Data driven way to find the centriod of each group. The first step is to randomly generate a desired number of centroids. Each data point is then assigned to a centroid based on squared Euclidean distance. Then the centroids are recomputed by taking the mean of all the data points assigned to the cluster. These steps continue to iterate until the centroids become stable. Be careful as the result may be a local minimum!!

According to the “knee test” of the supporting plots (Hubert statistic second difference and Second differences Dindex Values) it would support that 6 clusters would have the best “measure.” However, 6 clusters creates groups of only one or two beers so boostraping the confidence intervals is impossible. 7 centers finally shows the separation in the large group on the positive side of dimension 1, but this still has the same problem as 6 clusters. The reason 4 clusters were chosen to try to find separation in all four dimensions. The highest suggested number of clusters is 2, but they are only separated on the first dimension, which finds the overall effect (nothing really interesting here considering it is only separating ale, stout, and IPA (strong taste) into one group and more mild tasting beers into the other).

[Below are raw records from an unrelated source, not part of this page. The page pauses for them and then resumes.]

PR #25202, opened 2024-11-25
feat: java client supports updating and deleting tenants

Oleksiivanov:
## Description

 - added to Java client UpdateTenantCommand and DeleteTenantCommand comands 
 - added tests
 - correct code related to update tenant
 

## Checklist

- [ ] for CI changes:

## Related issues

closes #25018 and #25019

### DIFF
--- a/clients/java/src/main/java/io/camunda/zeebe/client/impl/command/DeleteTenantCommandImpl.java
+++ b/clients/java/src/main/java/io/camunda/zeebe/client/impl/command/DeleteTenantCommandImpl.java
@@ -1,0 +1,57 @@
+/*
+ * Copyright © 2017 camunda services GmbH (info@camunda.com)
+ *
+ * Licensed under the Apache License, Version 2.0 (the "License");
+ * you may not use this file except in compliance with the License.
+ * You may obtain a copy of the License at
+ *
+ *     http://www.apache.org/licenses/LICENSE-2.0
+ *
+ * Unless required by applicable law or agreed to in writing, software
+ * distributed under the License is distributed on an "AS IS" BASIS,
+ * WITHOUT WARRANTIES OR CONDITIONS OF ANY KIND, either express or implied.
+ * See the License for the specific language governing permissions and
+ * limitations under the License.
+ */
+package io.camunda.zeebe.client.impl.command;
+
+import io.camunda.zeebe.client.api.ZeebeFuture;
+import io.camunda.zeebe.client.api.command.DeleteTenantCommandStep1;
+import io.camunda.zeebe.client.api.command.FinalCommandStep;
+import io.camunda.zeebe.client.api.response.DeleteTenantResponse;
+import io.camunda.zeebe.client.impl.http.HttpClient;
+import io.camunda.zeebe.client.impl.http.HttpZeebeFuture;
+import java.time.Duration;
+import java.util.concurrent.TimeUnit;
+import org.apache.hc.client5.http.config.RequestConfig;
+
+public final class DeleteTenantCommandImpl implements DeleteTenantCommandStep1 {
+  private long tenantKey;
+  private final HttpClient httpClient;
+  private final RequestConfig.Builder httpRequestConfig;
+
+  public DeleteTenantCommandImpl(final HttpClient httpClient) {
+    this.httpClient = httpClient;
+    httpRequestConfig = httpClient.newRequestConfig();
+  }
+
+  @Override
+  public DeleteTenantCommandStep1 tenantKey(final long tenantKey) {
+    this.tenantKey = tenantKey;
+    return this;
+  }
+
+  @Override
+  public FinalCommandStep<DeleteTenantResponse> requestTimeout(final Duration requestTimeout) {
+    httpRequestConfig.setResponseTimeout(requestTimeout.toMillis(), TimeUnit.MILLISECONDS);
+    return this;
+  }
+
+  @Override
+  public ZeebeFuture<DeleteTenantResponse> send() {
+    ArgumentUtil.ensureGreaterThan("tenantKey", tenantKey, 0);
+    final HttpZeebeFuture<DeleteTenantResponse> result = new HttpZeebeFuture<>();
+    httpClient.delete("/tenants/" + tenantKey, httpRequestConfig.build(), result);
+    return result;
+  }
+}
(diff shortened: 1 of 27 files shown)


clients/java/src/main/java/io/camunda/zeebe/client/impl/command/UpdateTenantCommandImpl.java
```diff
@@ -0,0 +1,76 @@
...
+      final HttpClient httpClient, final JsonMapper jsonMapper, final long tenantKey) {
+    request = new TenantUpdateRequest();
+    this.httpClient = httpClient;
+    this.jsonMapper = jsonMapper;
+    httpRequestConfig = httpClient.newRequestConfig();
+    this.tenantKey = tenantKey;
+  }
+
+  @Override
+  public UpdateTenantCommandStep1 name(final String name) {
```
emulbreh, line 49: Do you know why we're using this pattern to enforce an order for the builder calls?

clients/java/src/main/java/io/camunda/zeebe/client/impl/command/UpdateTenantCommandImpl.java
```diff
@@ -0,0 +1,76 @@
...
+    httpRequestConfig.setResponseTimeout(requestTimeout.toMillis(), TimeUnit.MILLISECONDS);
+    return this;
+  }
+
+  @Override
+  public ZeebeFuture<UpdateTenantResponse> send() {
+    ArgumentUtil.ensureGreaterThan("tenantKey", tenantKey, 0);
+    ArgumentUtil.ensureNotNull("name", request.getName());
+    final HttpZeebeFuture<UpdateTenantResponse> result = new HttpZeebeFuture<>();
+    final UpdateTenantResponseImpl response = new UpdateTenantResponseImpl();
```
emulbreh, line 65: What is this response used for? The only reference I see is the response::setResponse below, but that doesn't have any side effects besides mutating the response instance.

emulbreh: I'm sorry, now I see it. The setter returns `this` and it's used as a transform. It'd be nicer to use a constructor for this and pass UpdateTenantResponseImpl::new (so the response can be immutable), but as this is the pattern used for the other commands this isn't really for this PR.

service/src/test/java/io/camunda/service/TenantServiceTest.java
```diff
@@ -142,8 +142,8 @@ public void shouldUpdateTenantName() {
     final BrokerTenantUpdateRequest request = stubbedBrokerClient.getSingleBrokerRequest();
     assertThat(request.getIntent()).isEqualTo(TenantIntent.UPDATE);
     assertThat(request.getValueType()).isEqualTo(ValueType.TENANT);
-    assertThat(request.getKey()).isEqualTo(tenantDTO.key());
```
emulbreh, line 145: This is still true, right?

clients/java/src/main/java/io/camunda/zeebe/client/impl/command/DeleteTenantCommandImpl.java
```diff
@@ -0,0 +1,57 @@
...
+
+  @Override
+  public FinalCommandStep<DeleteTenantResponse> requestTimeout(final Duration requestTimeout) {
+    httpRequestConfig.setResponseTimeout(requestTimeout.toMillis(), TimeUnit.MILLISECONDS);
+    return this;
+  }
+
+  @Override
+  public ZeebeFuture<DeleteTenantResponse> send() {
+    ArgumentUtil.ensureGreaterThan("tenantKey", tenantKey, 0);
```
emulbreh, line 52: Do we need this check? We don't usually seem to check this the key and this seems like the wrong layer to assume anything about the key encoding.

zeebe/gateway/src/main/java/io/camunda/zeebe/gateway/impl/broker/request/tenant/BrokerTenantUpdateRequest.java
```diff
@@ -20,7 +20,7 @@ public class BrokerTenantUpdateRequest extends BrokerExecuteCommand<TenantRecord
   public BrokerTenantUpdateRequest(final long key) {
     super(ValueType.TENANT, TenantIntent.UPDATE);
     setPartitionId(Protocol.DEPLOYMENT_PARTITION);
-    request.setKey(key);
```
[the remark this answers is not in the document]
emulbreh: Thanks for sharing that! I was wondering before why we some commands do include this line.

zeebe/engine/src/main/java/io/camunda/zeebe/engine/processing/tenant/TenantUpdateProcessor.java
```diff
@@ -111,11 +111,9 @@ private boolean tenantIdConflict(final TenantRecord record) {
...
       final TenantRecord existingTenant, final TenantRecord updateRecord) {
-    if (!updateRecord.getTenantId().isEmpty()) {
-      existingTenant.setTenantId(updateRecord.getTenantId());
-    }
-    if (!updateRecord.getName().isEmpty()) {
-      existingTenant.setName(updateRecord.getName());
+    final var updatedName = updateRecord.getName();
+    if (!updatedName.isEmpty()) {
+      existingTenant.setName(updatedName);
     }
```
emulbreh, line 117: Can we throw an exception here if the tenant id is non-empty?

clients/java/src/main/java/io/camunda/zeebe/client/impl/command/UpdateTenantCommandImpl.java
emulbreh: Thank you, that was exactly my question. It does enforce the order, which makes the API less flexible, but since the commands are mutable it can't actually enforce validation. Anyway, this is unrelated to this PR, I'm just curious how this design came to be.

clients/java/src/main/java/io/camunda/zeebe/client/impl/command/DeleteTenantCommandImpl.java
emulbreh: Checking for known invalid values in the client makes sense for me. The key is an opaque value though: we only know that it can't be negative today because we know it is generated, but there's no guarantee that will always be the case. 
In any case, the API will [switch to String keys](https://camunda.slack.com/archives/C06UKS51QV9/p1732305476336959?thread_ts=1731429420.606829&cid=C06UKS51QV9) in the near future (for unrelated reasons), but that will make it clearer that keys are opaque values and clients shouldn't parse or validate them.

emulbreh (approved):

However, groups are not obviously defined with 4 clusters i.e. the beer types, locations where it was produced, alcohol content, and color are mixed within the groups.

Cluster Analysis:

See ?hclust for description:

“This function performs a hierarchical cluster analysis using a set of dissimilarities for the n objects being clustered. Initially, each object is assigned to its own cluster and then the algorithm proceeds iteratively, at each stage joining the two most similar clusters, continuing until there is just a single cluster. At each stage distances between clusters are recomputed by the Lance–Williams dissimilarity update formula according to the particular clustering method being used.”

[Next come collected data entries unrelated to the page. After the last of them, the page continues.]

PR #25219, opened 2024-11-25
refactor: ES implementation of wasProcessInstanceDeleted

npepinpe:
## Description

This PR implements `wasProcessInstanceDeleted` for the `ElasticsearchIncidentUpdateRepository`. This switches the old implementation from a search request (with a size 0, relying on the response metadata to detect existence) to a simple count request - which is functionally the same.

## Related issues

related to #24930

### DIFF
--- a/zeebe/exporters/camunda-exporter/src/main/java/io/camunda/exporter/tasks/incident/ElasticsearchIncidentUpdateRepository.java
+++ b/zeebe/exporters/camunda-exporter/src/main/java/io/camunda/exporter/tasks/incident/ElasticsearchIncidentUpdateRepository.java
@@ -49,6 +49,10 @@ import java.util.stream.Collectors;
 public final class ElasticsearchIncidentUpdateRepository extends NoopIncidentUpdateRepository {
 
   private static final int RETRY_COUNT = 3;
+  private static final List<FieldValue> DELETED_OPERATION_STATES =
+      List.of(
+          FieldValue.of(OperationState.SENT.name()),
+          FieldValue.of(OperationState.COMPLETED.name()));
   private final int partitionId;
   private final String pendingUpdateAlias;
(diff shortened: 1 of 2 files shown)


.idea/codeStyles/Project.xml
```diff
@@ -33,6 +33,7 @@
           <package name="" withSubpackages="true" static="false" />
         </value>
       </option>
+      <option name="ENABLE_JAVADOC_FORMATTING" value="false" />
```
entangled90, line 36: :question:  Did you add this voluntarily?

zeebe/exporters/camunda-exporter/src/main/java/io/camunda/exporter/tasks/incident/ElasticsearchIncidentUpdateRepository.java
```diff
@@ -129,6 +151,25 @@ public CompletionStage<List<String>> analyzeTreePath(final String treePath) {
             response -> response.tokens().stream().map(AnalyzeToken::token).toList(), executor);
   }
 
+  private Query createProcessInstanceDeletedQuery(final long processInstanceKey) {
+    final var stateValues =
```
entangled90, line 155: :thought_balloon:  Not really necessary or important, but it can be static (and not modifiable)

entangled90 (approved):

zeebe/exporters/camunda-exporter/src/main/java/io/camunda/exporter/tasks/incident/ElasticsearchIncidentUpdateRepository.java
npepinpe: Good catch :+1:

The dissimilarity matrix is the euclidean distance (for this example) between the rows of the factor scores for the different beers.

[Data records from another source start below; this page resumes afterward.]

Issue #25245, opened 2024-11-25
Delete tests already covered by handler unit tests


mustafadagher:
Based on the analysis done in the document  https://docs.google.com/document/d/12vhPUj6nNqpKmhP7L7hrNuLcRgnllKGBGHnyIneDaUs/edit?usp=sharing

ChrisKujawa:
@mustafadagher can we close this?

Shows that possibly two or four groups could capture a difference between the groups.

8.2.7 Confidence Intervals of Mean Global Factor Scores

Dimension 1: 4 (+) vs. others (-)

Dimension 2: Hard to tell, but 1 and 2 (-) vs 3 (+)

Dimension 3: Others (+) vs. 2 (-)

Dimension 4: 1 and maybe 2 (+) vs 3 (-)

8.2.8 Mean Global and Partial Factor Scores

In both the gender and beer they consume plots groups 1 and 2 they have the biggest variance in dimensions 2 to 4. In the dimension 1 and 2 plots there isn’t much variance between the judges.

8.3 Summary

Interpretations of row and column contributions together:

Dimension 1: All participants sorted mild tasting beers (group 4) together or Calavera beers (group 3) together.

Dimension 2: Females or those who consume crafted beer sorted Corona, Modelo, Tecate, and Sol together (half of group 4).

Males or those who consume industrial beer sorted Leon, Negra Modelo, Bohemia Osc adn Noche Buena together (half of group 4).

Dimension 3: Males or those who consume indudstrial beer sorted Jack, 7 Barrios, Alebrije, Ramuri, and Carolus together (group 1 and 3).

Females or those who consume crafted beer sorted Minerva and Tempus together (group 2).

Dimension 4: Females or those who consume industrial beer sorted St. Peters, Heineken, and Guiness together (group 1 and 4).

Males or those who consume crafted beer sort group 3 together.